No less momentous for
modern Cambodian history was the Vichy French
installation of Norodom Sihanouk as king and the
elevation under Japan of the putative republican
Son Ngoc Thanh. Facing down an armed Issarak-Viet
Minh challenge also joined by a dissident prince,
it is no less significant that the young King
Sihanouk successfully trumped French ambitions by
mounting his
own "royal crusade" for
independence even ahead of the Geneva Settlement
of 1954.
Undoubtedly the passing of
Norodom Sihanouk on October 15, 2012, at the age
of 89 after six decades of close involvement in
Cambodian politics has served to refocus attention
upon the status of the monarchy in that country,
facts not diminished by the actual succession in
October 2004 to his son Norodom Sihamoni (b.
1953).
A phoenix float carries
the casket of Sihanouk
Though much exoticized
and othered as a peaceful realm under the French
protectorate, at least alongside the challenges
imposed by Vietnamese nationalists, dissent always
simmered beneath the surface calm in Cambodia,
whether from the overburdened-over taxed
peasantry, from the major immigrant communities,
from religious radicals within and without the
Buddhist hierarchies, or even from scheming royal
princes.
Given French manipulations of
religion, tradition and even the royal line, a
complex political picture emerges, even prior to
the Japanese occupation.
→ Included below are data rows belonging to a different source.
Issue #161, opened 2021-09-08
Export script (Node version) - Setup


didoo:
Extracted this task from #155 so can be reviewed independently (and potentially merge in master if approved, since it doesn't have any overlapping with the existing code).

The task is about the initial setup of the Node export script in terms of TypeScript, eslint, maybe even prettier (TBD).

Issue #155, opened 2021-09-07
Export script (Node version) - Syncing


didoo:
#### Description
This is the first part (the "syncing") of the new Node.js version of the "Figma to Flight" export script.
What it does is to download the SVG assets in a specific folder, overriding the default file names (Figma uses the variant name for it, and that would be `Size=16` or `Size=24`)

#### Expected logic
This is an outline of what we intend to implement

```
INIT
- get a few options from the command line arguments [TBD, it depends on how we want to use the script]
- read a configuration file to get the list of files/pages/frames we want to sync from

SYNC
- loop over the files, pages and frames to get a list of all the icons (Figma "components") we need to export
- loop over the list of assets we need to process and for each one of them
  - get all the relevant meta-data about the asset
    - component set name (will be used later to save the SVGs with a more meaningful filename)
    - size
    - description (used to provide alternative search terms)
  - download the asset in SVG format and rename it accordingly (if in the future we may need different formats (eg. PNG for email) we'll modify the script accordingly)
- save a "catalog.json" file containing the list of assets and their relevant metadata
```

#### Things to consider/keep in mind

- We intend to use an open source library (https://github.com/marcomontalbano/figma-export or as a fallback https://github.com/tsimenis/figma-export-icons). If these libraries will not meet our needs, we'll implement a custom script.
- To fix the problem with the naming of the exported files, we'll use the REST API to retrieve the icons metadata (parent name, size, description etc). At the moment of writing, is not yet clear how this will work (and if it will work at all!): it depends on the library we're using, we need to pass an ID for the export of the Figma component so we can associate it with the metadata and rename the exported file to be meaningful).
- We'll try to implement the script as agnostic as possible on the exported format (reason: for now we use SVG, but in the future we may also need other formats, eg. PNGs for emails, PDF for slide decks, etc).
- At the moment we'll use the folder structure proposed in #28. It will be easy to change later, when it's finalised.

#### Tasks
- [x] Setup the script so that can be run via CLI (package.json + initial code)
- [x] Build a working prototype to test the existing open source libraries
- [x] Check if it's possible to require a specific ID/icon (so later we can change its name using the metadata)
- [x] If it's possible, add the logic to the script to rename the downloaded assets (and avoid conflicts/overwrites at runtime)
- [ ] ~~If it's **not** possible, build a custom script to export the assets ourselves.~~
- [x] Add logic to create the `catalog.json` file
- [x] Add README file (similar to the GO one)
[...]

PR #162, opened 2021-09-08
Export script (Node version) - Setup (PR)

didoo:
## :pushpin: Summary

Initial setup of the following tools (this solves #161):

- **[TypeScript](https://www.typescriptlang.org/)**
- **[eslint](https://eslint.org/)**

An open question is if we want to add also [prettier](https://prettier.io/), but I'd prefer to discuss with the team if we want to adopt it too (for me, yes).

_(Notice: this is a cherripick of 508a5af0d09d8d743ea01d4ae095f9e3440f5c24 from #155)_

### How to review this PR.

Look at the diff in GitHub. 

### Things to look at:

- `package.json` - is the right format? do we want to add authors? other info?
- `tsconfig.json` - is everything ok here?
- `.eslintrc.js` - is everything ok here?

## :link: External Links

Issue: #161

If you want to test the setup, pull the branch and then:

```
// install dependencies
cd ~/[project-path]/script && yarn

// test typesafety
yarn typecheck

// code linting
yarn lint

// run a mock script
yarn sync
```

## :+1: Definition of Done

- [ ] package.json correctly set-up
- [ ] TypeScript added and correctly configured
- [ ] eslint added and correctly configured
- [ ] Prettier added (optional)

Examples: 


didoo:
@MelSumner @amyrlam I have asked @Dhaulagiri to review this small PR (in the context of the larger Node export script project). If haven't added you as reviewers, but if you have time (and opinions!) on this, I would like to have your feedback (among other things, if we want to introduce also _prettier_ or not).

scripts/package.json
```diff
@@ -0,0 +1,20 @@
+{
+  "name": "flight-icons-scripts",
+  "version": "0.0.1",
+  "private": true,
+  "main": "index.js",
+  "license": "MIT",
```
Dhaulagiri, line 6:
```suggestion
  "license": "MPL-2.0",
```

Dhaulagiri (approved):
this seems reasonable to me. I don't have a lot of experience with typescript to offer any valuable feedback, so I'd defer to your experience there.

As to the question of prettier I say yes but also that we could add it in subsequent PRs, particularly if we find a default config we like.

amyrlam:
Prettier is great for me! 

FWIW, we have Prettier in ember-flight-icons out of the box, but not in CI yet it looks like from these links:
https://github.com/hashicorp/flight/blob/main/ember-flight-icons/package.json#L47
https://github.com/hashicorp/flight/blob/main/.github/workflows/ci-ember-flight-icons.yml#L81
https://github.com/hashicorp/flight/blob/main/ember-flight-icons/package.json#L92-L100

We may want one Prettier to absorb the other, I vaguely remember doing this elsewhere.

Don't care re: Prettier defaults, a pre-commit hook can help with that if ppl disagree. Not suggesting it now just throwing in my two cents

Japan was even more
successful in Cambodia than in the other Indochina
states in installing an anti-French republican
demagogue, an enigmatic figure whose name recurs
in Cambodian history down until the US-backed
military coup in Phnom Penh of March 1970.
Thanks to Anglo-French intervention, and
Sihanouk's personality, the post-war outcome in
Cambodia was a "royal road to independence"
although even that pathway was severely challenged
by the Viet Minh and their sometime Issarak (Free
Khmer) allies. Yet the royal ascendancy around the
Vichy French-anointed monarch, Sihanouk, would
also come back to haunt Cambodia, not only in
striking a neutral course in the maelstrom of the
American war, but also in lending his name to the
China-backed anti-Vietnamese communist movement
that triumphed in Phnom Penh in 1975.
As
this article develops, below the politics of
culture or the tendency of the French to buttress
neo-traditionalist trends wherever they saw them,
emerges a byzantine crossover of royal dynasties,
powerful families and cliques that, in many ways,
continued to define Cambodian politics through the
modern period. It is also true, as Roger Kershaw
(2000; 6; 17; 19-20) unveils in a comparative
study on the "fortunes" of monarchy in Southeast
Asia, that analysis of surviving monarchies (as
with Thailand and Brunei alongside Cambodia),
should at least account for the "synthetic"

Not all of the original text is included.